State health authorities are hopeful much-needed relief is looming for hospitals and health staff battered by the brutal Omicron COVID outbreak – even as the country reported its deadliest day of the pandemic yet.
There were 98 virus deaths reported across the country in the previous 24 hours – 39 in Victoria, 35 in NSW, 18 in Queensland, five in South Australia and one in the ACT.
NSW also announced 35 additional deaths in aged-care facilities during January, taking the combined total for Friday to 133. It comes a week after the previous highest 24-hour death toll, 80 reported last Friday.
The bleak tally came with a warning that, even with hospitalisations beginning to stabilise, the death toll from the COVID outbreak that has swept the country might keep rising for weeks.
“As we have seen during the two years of this pandemic … the numbers [of fatalities] stay higher for a longer period,” chief nursing and midwifery officer Professor Alison McMillan said on Friday.
But there are some optimistic signs. In NSW, where there have been 604 COVID deaths since January 1, including 207 in aged care, Premier Dominic Perrottet pointed to pleasing signs the strain on the hospital system might soon ease.

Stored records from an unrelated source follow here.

PR #108, opened 2020-02-05
manifest: Genericize extraction of non-essential columns

tsibley:
Avoids needing to add a new, study-specific option every time we need a
new column.  This was my intent from the start, but so far it's been
slightly more pragmatic to just add new options.

Requires config file changes in our specimen-manifests repo, which I've
prepared on a corresponding branch (seattleflu/specimen-manifests#10).

---

This is part of my prep for pushing up new retrospective samples to the UW retro REDCap project.

### DIFF
--- a/lib/id3c/cli/command/manifest.py
+++ b/lib/id3c/cli/command/manifest.py
@@ -25,7 +25,7 @@ from deepdiff import DeepHash
 from hashlib import sha1
 from os import chdir
 from os.path import dirname
-from typing import Iterable, List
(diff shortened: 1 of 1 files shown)


tsibley:
> Quick question: what do `dst` and `src` mean here? My guess is `src` = "source".

`dst` is destination, `src` is source.

These are pretty ingrained abbreviations for me that are somewhat common (at least in C), but it's good to remember that these abbreviations aren't necessarily widely known!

Hospitalisations in NSW have plateaued around 2750 (2737 on Friday) while intensive care patients remain below 200, despite an 8 per cent increase since Wednesday.
About 3700 health workers are in isolation, down from 6000 a few weeks ago.
“But we are moving through the next phase,” Mr Perrottet said.
NSW Health deputy secretary Susan Pearce said a greater decline in hospital numbers was expected next week.
“They might not follow a lovely curve, and it may be a bit lumpy but we do expect that in the coming week we will start to see some declines,” she said.
However, Mr Perrottet warned that – compared to the Alpha and Delta waves, when lockdowns brought dramatic drops in case numbers – the current strategy to live with the virus meant “when mobility increases, cases will increase alongside that”.
“Let’s be frank: Australia sleeps up to Australia Day and then … gets moving,” he said.
“So … we expect cases to increase.”
In Victoria, Friday’s death toll was the state’s highest since its second wave in 2020, when 59 fatalities were reported on September 4, 2020.
Health Minister Martin Foley described it as “a significant loss”.
“Our thoughts, of course, are with those 39 families, those 39 groups of friends,” he said.
Victoria has 101,605 active cases (well down from its peak of nearly 250,000). Hospitalisations with the virus have fallen by 69 to 988 patients, down from 1057 on Thursday.
There are 114 people in intensive care, a decrease of three, with 40 of those on a ventilator.
Mr Foley said Victoria’s outbreak “seems to have stabilised” and the state’s hospital services, which are subject to a code brown alert, would be turned back on once it was safe to do so.
“We’ve seen almost 40 people pass away in the most recent reporting period. This is a really significant challenge for our healthcare system,” he said.
“Our hospitals, our GPs, our pharmacists are all under pressure like never before. When it’s safe to do so, we will turn the system back on.”
In Queensland, Premier Annastacia Palaszczuk said Friday’s tally of 18 fatalities included one person in their 30s who was unvaccinated, and 12 people in aged care.
It is the highest daily death rate in the state yet, and came on the second anniversary of Queensland’s first COVID case.
“This has been going now for two years and it doesn’t make it any easier … coming here to report these tragedies,” Ms Palaszczuk said.
She released modelling showing the “worst case scenario” predicted under the Omicron wave. It showed 5000 hospital beds could have been needed in the worst case, and 3000 under the “most likely” scenario.
“What we’re reporting at the moment is under 1000,” Ms Palaszczuk said.
“We were planning for the worst case scenario and it was quite freighting at the time.”
For intensive care, 500 beds could have been needed under the worst case scenario.
There are 818 people in Queensland hospitals with the virus, 54 of whom are in intensive care.
Admissions have been dropping in Queensland, predominantly because of falls on the Gold Coast, chief health officer John Gerrard said.
“We haven’t yet begun to see a clear fall in the rest of Queensland,” he said, describing the situation across the state as stable.
While the modelling was good news, Dr Gerrard said it was not yet time to celebrate, and the better outcomes were partially because of people doing the right thing.
However, the outlook is less bright in the Northern Territory. Its COVID hospitalisations jumped 10 to a record 105 on Friday.
The NT reported 940 more infections on Friday. It is managing 4200 active cases, the majority in Darwin and Palmerston.
The community of Ampilatwatja in central Australia was also sent into a 48-hour lockdown on Friday after cases recorded there, Chief Minister Michael Gunner said.
He said the community had a very low vaccination rate.